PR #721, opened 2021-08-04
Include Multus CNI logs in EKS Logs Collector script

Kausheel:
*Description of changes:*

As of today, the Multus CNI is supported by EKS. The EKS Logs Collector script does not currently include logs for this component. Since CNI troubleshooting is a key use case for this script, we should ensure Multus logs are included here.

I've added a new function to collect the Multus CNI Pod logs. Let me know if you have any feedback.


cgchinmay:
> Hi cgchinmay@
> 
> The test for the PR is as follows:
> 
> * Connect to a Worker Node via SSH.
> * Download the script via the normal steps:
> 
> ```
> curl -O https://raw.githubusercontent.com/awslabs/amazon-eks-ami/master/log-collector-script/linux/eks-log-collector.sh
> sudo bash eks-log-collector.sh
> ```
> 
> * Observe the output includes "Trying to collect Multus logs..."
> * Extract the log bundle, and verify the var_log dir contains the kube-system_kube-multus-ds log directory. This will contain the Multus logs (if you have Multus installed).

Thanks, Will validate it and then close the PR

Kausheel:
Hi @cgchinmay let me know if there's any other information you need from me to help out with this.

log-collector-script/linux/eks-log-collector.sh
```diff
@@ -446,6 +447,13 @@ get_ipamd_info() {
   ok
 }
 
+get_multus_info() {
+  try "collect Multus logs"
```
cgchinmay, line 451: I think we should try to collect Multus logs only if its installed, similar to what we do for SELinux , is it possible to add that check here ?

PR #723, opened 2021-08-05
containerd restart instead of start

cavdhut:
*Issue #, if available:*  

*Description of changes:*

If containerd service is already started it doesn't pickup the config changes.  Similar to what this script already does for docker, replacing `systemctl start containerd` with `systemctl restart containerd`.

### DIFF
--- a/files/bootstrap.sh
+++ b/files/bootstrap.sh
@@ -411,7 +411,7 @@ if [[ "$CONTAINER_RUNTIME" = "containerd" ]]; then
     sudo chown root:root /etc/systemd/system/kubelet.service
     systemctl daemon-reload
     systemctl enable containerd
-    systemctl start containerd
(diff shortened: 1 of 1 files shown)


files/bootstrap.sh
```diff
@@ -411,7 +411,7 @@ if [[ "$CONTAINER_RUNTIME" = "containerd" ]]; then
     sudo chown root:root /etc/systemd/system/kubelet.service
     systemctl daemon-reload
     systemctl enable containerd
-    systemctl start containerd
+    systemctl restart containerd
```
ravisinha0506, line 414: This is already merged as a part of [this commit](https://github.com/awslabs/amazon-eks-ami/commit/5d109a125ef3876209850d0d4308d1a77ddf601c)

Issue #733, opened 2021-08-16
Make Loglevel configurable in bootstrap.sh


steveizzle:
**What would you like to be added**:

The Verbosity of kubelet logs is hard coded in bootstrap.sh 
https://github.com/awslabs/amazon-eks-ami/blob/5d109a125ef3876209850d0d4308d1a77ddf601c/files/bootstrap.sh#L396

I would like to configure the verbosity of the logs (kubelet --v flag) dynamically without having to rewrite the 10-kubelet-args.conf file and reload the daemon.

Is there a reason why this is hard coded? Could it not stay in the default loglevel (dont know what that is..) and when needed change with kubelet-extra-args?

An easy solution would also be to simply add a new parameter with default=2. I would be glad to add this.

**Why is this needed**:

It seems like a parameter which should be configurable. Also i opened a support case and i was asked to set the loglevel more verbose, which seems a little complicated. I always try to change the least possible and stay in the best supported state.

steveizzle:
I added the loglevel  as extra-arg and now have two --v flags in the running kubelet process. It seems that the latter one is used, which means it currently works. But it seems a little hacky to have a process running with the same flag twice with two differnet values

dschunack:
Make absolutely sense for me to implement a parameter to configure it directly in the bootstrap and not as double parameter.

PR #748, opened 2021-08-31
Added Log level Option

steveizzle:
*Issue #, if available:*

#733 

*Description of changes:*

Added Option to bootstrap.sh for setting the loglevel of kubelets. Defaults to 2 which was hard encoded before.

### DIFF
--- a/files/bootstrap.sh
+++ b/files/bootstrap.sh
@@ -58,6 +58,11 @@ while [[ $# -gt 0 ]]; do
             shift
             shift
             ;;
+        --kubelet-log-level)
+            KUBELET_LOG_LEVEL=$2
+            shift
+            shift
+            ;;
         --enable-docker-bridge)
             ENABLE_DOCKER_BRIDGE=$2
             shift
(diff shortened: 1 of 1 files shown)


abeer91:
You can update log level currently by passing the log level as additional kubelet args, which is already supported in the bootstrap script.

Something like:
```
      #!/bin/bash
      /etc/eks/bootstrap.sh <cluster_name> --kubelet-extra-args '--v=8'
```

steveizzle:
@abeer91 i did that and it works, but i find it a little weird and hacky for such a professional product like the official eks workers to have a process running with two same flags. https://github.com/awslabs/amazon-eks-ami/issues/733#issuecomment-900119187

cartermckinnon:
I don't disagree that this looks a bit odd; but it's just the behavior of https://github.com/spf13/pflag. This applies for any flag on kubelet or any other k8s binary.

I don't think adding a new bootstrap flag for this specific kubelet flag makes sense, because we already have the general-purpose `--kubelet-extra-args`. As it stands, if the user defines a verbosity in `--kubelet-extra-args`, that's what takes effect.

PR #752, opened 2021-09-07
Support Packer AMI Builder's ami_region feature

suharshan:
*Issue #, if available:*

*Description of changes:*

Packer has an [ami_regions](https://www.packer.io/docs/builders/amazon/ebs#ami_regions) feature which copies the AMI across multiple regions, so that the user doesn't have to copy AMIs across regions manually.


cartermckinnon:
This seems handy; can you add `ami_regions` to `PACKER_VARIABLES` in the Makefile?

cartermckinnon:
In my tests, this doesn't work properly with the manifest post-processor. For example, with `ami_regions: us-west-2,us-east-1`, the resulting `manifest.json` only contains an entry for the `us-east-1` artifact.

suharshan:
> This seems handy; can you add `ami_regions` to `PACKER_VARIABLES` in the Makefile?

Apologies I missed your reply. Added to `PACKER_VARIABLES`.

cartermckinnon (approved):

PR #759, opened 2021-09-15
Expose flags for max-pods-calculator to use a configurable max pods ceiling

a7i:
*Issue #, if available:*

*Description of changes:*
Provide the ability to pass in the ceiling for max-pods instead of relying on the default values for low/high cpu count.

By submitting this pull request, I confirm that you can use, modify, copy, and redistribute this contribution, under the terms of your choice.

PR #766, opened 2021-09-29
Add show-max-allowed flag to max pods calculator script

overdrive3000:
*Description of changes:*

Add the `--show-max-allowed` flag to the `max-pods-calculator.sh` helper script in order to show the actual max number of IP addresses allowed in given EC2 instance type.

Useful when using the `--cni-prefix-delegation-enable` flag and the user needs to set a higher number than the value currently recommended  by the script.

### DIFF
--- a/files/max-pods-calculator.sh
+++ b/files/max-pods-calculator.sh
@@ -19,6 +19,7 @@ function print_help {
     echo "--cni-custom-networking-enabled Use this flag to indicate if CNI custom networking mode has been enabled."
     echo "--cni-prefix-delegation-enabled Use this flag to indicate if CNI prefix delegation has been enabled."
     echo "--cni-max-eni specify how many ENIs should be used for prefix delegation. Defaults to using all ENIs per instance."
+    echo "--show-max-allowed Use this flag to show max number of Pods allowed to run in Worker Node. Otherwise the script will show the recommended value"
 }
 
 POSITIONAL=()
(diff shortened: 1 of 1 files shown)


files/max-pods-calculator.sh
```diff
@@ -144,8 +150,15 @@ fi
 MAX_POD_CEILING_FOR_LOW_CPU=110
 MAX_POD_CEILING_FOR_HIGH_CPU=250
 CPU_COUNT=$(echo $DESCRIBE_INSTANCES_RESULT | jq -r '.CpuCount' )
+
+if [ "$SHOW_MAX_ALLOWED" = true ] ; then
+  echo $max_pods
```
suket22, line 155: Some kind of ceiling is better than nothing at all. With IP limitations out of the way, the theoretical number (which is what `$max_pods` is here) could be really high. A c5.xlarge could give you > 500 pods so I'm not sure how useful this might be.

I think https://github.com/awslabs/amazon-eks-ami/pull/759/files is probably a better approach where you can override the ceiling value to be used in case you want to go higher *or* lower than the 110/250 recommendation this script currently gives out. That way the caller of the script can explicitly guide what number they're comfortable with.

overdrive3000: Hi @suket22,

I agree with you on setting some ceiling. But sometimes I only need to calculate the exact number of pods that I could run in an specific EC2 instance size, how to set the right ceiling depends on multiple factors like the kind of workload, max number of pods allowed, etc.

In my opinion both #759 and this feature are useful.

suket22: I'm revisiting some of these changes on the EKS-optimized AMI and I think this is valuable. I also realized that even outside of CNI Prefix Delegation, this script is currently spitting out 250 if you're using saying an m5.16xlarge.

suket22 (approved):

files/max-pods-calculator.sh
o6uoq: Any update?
+ + + + + + +
Task details | Your task is to find each line in the entries that contains the string "doesn" and copy it.

Result for this task |
If containerd service is already started it doesn't pickup the config changes.  Similar to what this script already does for docker, replacing `systemctl start containerd` with `systemctl restart containerd`.
Packer has an [ami_regions](https://www.packer.io/docs/builders/amazon/ebs#ami_regions) feature which copies the AMI across multiple regions, so that the user doesn't have to copy AMIs across regions manually.
In my tests, this doesn't work properly with the manifest post-processor. For example, with `ami_regions: us-west-2,us-east-1`, the resulting `manifest.json` only contains an entry for the `us-east-1` artifact.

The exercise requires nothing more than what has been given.